As for cadence, a lot of people have written a lot of words about it. And for maximizing power output and efficiency, especially in competitive cycling, it's certainly important. But for most of us just trying to do the best we can in a recreational setting, I don't think it's worth spending too much time worrying about.

All cyclists seem to have a natural cadence, and it varies a lot. I've never really bothered trying to measure mine with any accuracy, but it's around the 90 mark. I am occasionally tempted to get a cadence meter just for fun, but for idle curiosity it would be a waste of money.

When I'm on group rides (social pootling, not "club" rides) I sometimes notice other people's cadence, usually when I'm behind someone pushing a much higher gear more slowly as that sight makes me feel uncomfortable. But they finish the same rides as me, appear at least no less fit than me, and get up the same hills as me (and one rider is known for pushing up hills in gears so high I just couldn't ride them).

Cadence really is another "each to their own" thing, as far as I'm concerned.


----------



## ColinJ (11 Apr 2018)

I once rode about 750 hilly miles in Spain in 2 weeks but came home about 5 pounds heavier because of over-lavish meals in the hotel buffet, and post-ride beers! The next time I went I did the same distance, ate and drank less, and came back weighing about the same as when I went.

I have lost weight through cycling but it is much easier to lose it by being more careful about food and drink intake.


----------



## zak3737 (11 Apr 2018)

"_and I think it's wise to be cautious when your HR gets around 170_"

I know a lot may say that you shouldnt worry at all about MSHR etc, unless you've maxed out to find your own, but thats something I arent gonna do anytime soon at my age. BUT, I have an ongoing issue with HR and Alcohol, in that after a few drinks, it raises significantly, and becomes irregular, not pleasant, and particularly to go to bed with. Consequently I drink very little in reality these days, couple of beers here and there, glass or 2 of wine, but never after 7/8pm.

I did find that back in November, my 1hr TT sessions were leaving my HR highish (80's) for quite a while afterwards, (my resting is 55/56) and sometimes irregular too, (as I did find on long rides in 2016), so to be cautious, I went to Docs and was referred to a Cardiologist, and subsequently was fully checked out.
All was ok, Plumbing all reasonable, no worse than he would expect of anyone my age, better than most he said. Phew.

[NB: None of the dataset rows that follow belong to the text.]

PR #382, opened 2024-07-23
refactor: Refactor core input size checks

yinggeh:
#### What does the PR do?
- Refactor core input size checks.
- More descriptive error message.
- Early stop in BYTES inputs check if more strings than expected.
- Fix bug for undesired error when INT_MAX < input_byte_size <= LLONG_MAX.

#### Checklist

#### Commit Type:
- [x] refactor

#### Related PRs:
https://github.com/triton-inference-server/server/pull/7592

n/a

#### Test plan:
L0_input_validation--base

- CI Pipeline ID:
18114270

#### Caveats:
n/a

#### Background
n/a

n/a

### DIFF
--- a/src/test/input_byte_size_test.cc
+++ b/src/test/input_byte_size_test.cc
@@ -261,7 +261,7 @@ TEST_F(InputByteSizeTest, ValidInputByteSize)
   // Create an inference request
   FAIL_TEST_IF_ERR(
       TRITONSERVER_InferenceRequestNew(
-          &irequest_, server_, "pt_identity", -1 /* model_version */),
+          &irequest_, server_, "simple", -1 /* model_version */),
       "creating inference request");
   FAIL_TEST_IF_ERR(
       TRITONSERVER_InferenceRequestSetReleaseCallback(
@@ -269,8 +269,8 @@ TEST_F(InputByteSizeTest, ValidInputByteSize)
       "setting request release callback");
 
   // Define input shape and data
-  std::vector<int64_t> shape{1, 8};
-  std::vector<float> input_data(8, 1);
+  std::vector<int64_t> shape{1, 16};
+  std::vector<float> input_data(16, 1);
   const auto input0_byte_size = sizeof(input_data[0]) * input_data.size();
 
   // Set input for the request
@@ -315,7 +315,7 @@ TEST_F(InputByteSizeTest, InputByteSizeMismatch)
   // Create an inference request
   FAIL_TEST_IF_ERR(
       TRITONSERVER_InferenceRequestNew(
-          &irequest_, server_, "pt_identity", -1 /* model_version */),
+          &irequest_, server_, "simple", -1 /* model_version */),
       "creating inference request");
   FAIL_TEST_IF_ERR(
       TRITONSERVER_InferenceRequestSetReleaseCallback(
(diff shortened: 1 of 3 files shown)


src/test/input_byte_size_test.cc
```diff
@@ -629,7 +643,8 @@ TEST_F(InputByteSizeTest, StringCountMismatchGPU)
   // Create an inference request
   FAIL_TEST_IF_ERR(
       TRITONSERVER_InferenceRequestNew(
-          &irequest_, server_, "simple_identity", -1 /* model_version */),
+          &irequest_, server_, "savedmodel_zero_1_object",
```
rmccorm4, line 646: What was the purpose of changing the model used here?

rmccorm4 (approved):
LGTM, but left a question out of curiosity

src/test/input_byte_size_test.cc
yinggeh: I changed non-string tests to use `qa_identity_model_repository/savedmodel_zero_1_float32` because it has fewer inputs than `docs/examples/model_repository/simple`. Updated `docs/examples/model_repository/simple_identity` to `qa_identity_model_repository/savedmodel_zero_1_object` just to unify their source location.

src/test/input_byte_size_test.cc
```diff
@@ -258,19 +258,20 @@ char InputByteSizeTest::input_data_string_
 
 TEST_F(InputByteSizeTest, ValidInputByteSize)
 {
+  const char* model_name = "savedmodel_zero_1_float32";
```
tanmayv25, line 261: I think we are now using the same model for all our tests below. Can we add model_name_ as class member in L245-252? This way we can use the model_name_ everywhere here and below.
It also shows our intention using the same model.

src/test/input_byte_size_test.cc
```diff
@@ -312,19 +313,20 @@ TEST_F(InputByteSizeTest, ValidInputByteSize)
...
       "creating inference request");
   FAIL_TEST_IF_ERR(
       TRITONSERVER_InferenceRequestSetReleaseCallback(
           irequest_, InferRequestComplete, nullptr /* request_release_userp */),
       "setting request release callback");
 
   // Define input shape and data
-  std::vector<int64_t> shape{1, 8};
-  std::vector<float> input_data(10, 1);
+  std::vector<int64_t> shape{1, 16};
```
tanmayv25, line 328: Why changing these values?

src/test/input_byte_size_test.cc
```diff
@@ -258,19 +258,20 @@ char InputByteSizeTest::input_data_string_
...
       "creating inference request");
   FAIL_TEST_IF_ERR(
       TRITONSERVER_InferenceRequestSetReleaseCallback(
           irequest_, InferRequestComplete, nullptr /* request_release_userp */),
       "setting request release callback");
 
   // Define input shape and data
-  std::vector<int64_t> shape{1, 8};
-  std::vector<float> input_data(8, 1);
+  std::vector<int64_t> shape{1, 16};
```
tanmayv25, line 273: Why changing these values?

tanmayv25 (commented):
This looks more like a refactor than addition of  client side byte size checks, Can you update the PR title to reflect the changes more accurately?

src/test/input_byte_size_test.cc
yinggeh: Not really. String input tests use savedmodel_zero_1_object instead.

src/test/input_byte_size_test.cc
yinggeh: I don't remember. Might just want to be consistent with some other tests I saw. Either 8 or 16 is fine.

src/test/input_byte_size_test.cc
yinggeh: Same as above.

rmccorm4 (approved):
Thanks for adding the `LLONG_MAX` fix as well :rocket:

PR #1398, opened 2026-09-06
fix(#1382): check an spdx meta that carries one part

### LINKED ISSUE #1382: incorrect-spdx skips single-segment +spdx values like 'MIT'
## Problem

`incorrect-spdx` does not check single-segment `+spdx` values at all — e.g. `+spdx MIT` (with no space-separated `SPDX-...:` header) is silently accepted.

## Root cause

`src/main/resources/org/eolang/lints/metas/incorrect-spdx.xsl:13`:

```xml
<xsl:for-each select="/object/metas/meta[head='spdx' and count(part) > 1]">
```

The `count(part) > 1` guard skips metas whose tail has a single whitespace-separated part, so `+spdx MIT` never reaches the validation logic.

## Minimal example

```eo
+package x
+architect yegor@256.com
+version 0.0.1
+spdx MIT

[] > main
```

`+spdx MIT` is not flagged, even though a valid SPDX meta must start with `SPDX-...:`.

## Expected behavior

Single-part `+spdx` values (e.g. `MIT`, `Apache-2.0`) should be flagged as incorrect, or the guard should be reworked so the validation covers them.

## Related

- `metas/mandatory-spdx.xsl` — sibling rule.
- Existing packs under `packs/single/incorrect-spdx/`.

gemshrine:
Fixes #1382.

The loop skipped any `+spdx` whose tail is a single word, so `+spdx MIT` was never looked at. A compliant tail always has at least two parts, the `SPDX-...:` header and what follows it, which means a one-part tail can only ever be wrong, and it was the one shape the lint let through.

The guard now stands at `count(part) > 0`: a tail is checked as soon as there is one, and a bare `+spdx` with nothing after it is left where it was, since there is no header there to name in the message.

Against the sheet:

| `+spdx` tail | before | after |
| --- | --- | --- |
| `MIT` | passes | defect |
| `Hello world` | defect | defect |
| `SPDX-License-Identifier: MIT` | passes | passes |
| `SPDX-FileCopyrightText: Copyright (c) 2026 Objectionary.com` | passes | passes |
| nothing | passes | passes |

### DIFF
--- a/src/main/resources/org/eolang/lints/metas/incorrect-spdx.xsl
+++ b/src/main/resources/org/eolang/lints/metas/incorrect-spdx.xsl
@@ -10,7 +10,7 @@
   <xsl:output encoding="UTF-8" method="xml"/>
   <xsl:template match="/">
     <defects>
-      <xsl:for-each select="/object/metas/meta[head/text()='spdx' and count(part) &gt; 1]">
+      <xsl:for-each select="/object/metas/meta[head/text()='spdx' and count(part) &gt; 0]">
         <xsl:variable name="meta-tail" select="tail"/>
         <xsl:variable name="header" select="normalize-space(substring-before(concat($meta-tail, ' '), ' '))"/>
         <xsl:if test="$header!='SPDX-FileCopyrightText:' and $header!='SPDX-License-Identifier:'">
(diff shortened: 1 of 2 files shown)


yegor256:

---

0crat:
@gemshrine Thanks for the contribution! You've earned +12 points for this: +16 as a basis; -4 for too few (14) hits-of-code. Please, [keep](https://www.yegor256.com/2018/03/06/speed-vs-quality.html) them coming. Your running score is [+3998](https://www.eolang.org/zerocracy/objectionary-vitals.html); don't forget to check your [Zerocracy account](https://www.zerocracy.com/) too).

That, and my late Father's extensive Cardio issues, (3 Bypasses) - have perhaps made me a little more 'aware' than most of being careful pushing things, whilst also wanting to stay/keep fit etc.


----------



## PaulSB (11 Apr 2018)

ColinJ said:


> I once rode about 750 hilly miles in Spain in 2 weeks but came home about 5 pounds heavier because of over-lavish meals in the hotel buffet, and post-ride beers! The next time I went I did the same distance, ate and drank less, and came back weighing about the same as when I went.
> 
> I have lost weight through cycling but it is much easier to lose it by being more careful about food and drink intake.



Exactly. Experienced this many, many times myself. Understanding diet, not "going on a diet," is the key to weight loss. Knowing one needs carbohydrates for fuel and proteins for muscle building and repair. Understanding if the body runs out of carbs it starts using protein as the fuel source. To work at its optimum the body needs the correct fuels, given it too much carbohydrate and it will simply store this as fat for a rainy day.

I did exactly this in the last four days. Sunday 85 miles, 4700 feet, avg 15. I got my nutrition right as we had a cafe stop and I wasn't in any way hungry when I got home. Tuesday night I got it wrong with 26 miles, 600 feet, 18.4 with no cafe stop. I'd eaten fish as my main meal before going out. Within an hour my body was screaming for food which lead to a binge on sultanas, nuts and, I'm a touch ashamed to say, hot cross buns at 10.30pm.


----------



## nickAKA (12 Apr 2018)

I feel like I'm becoming the forum's pub bore regarding the whole newbies fitness / weight loss thing but here's my 2p - 
I spent the thick end of 30 years living a pretty physically destructive lifestyle, throw in a back injury which put me out of the game for 4 or 5 years and I was an overweight, unfit f**k-up (I can say this now with the benefit of hindsight )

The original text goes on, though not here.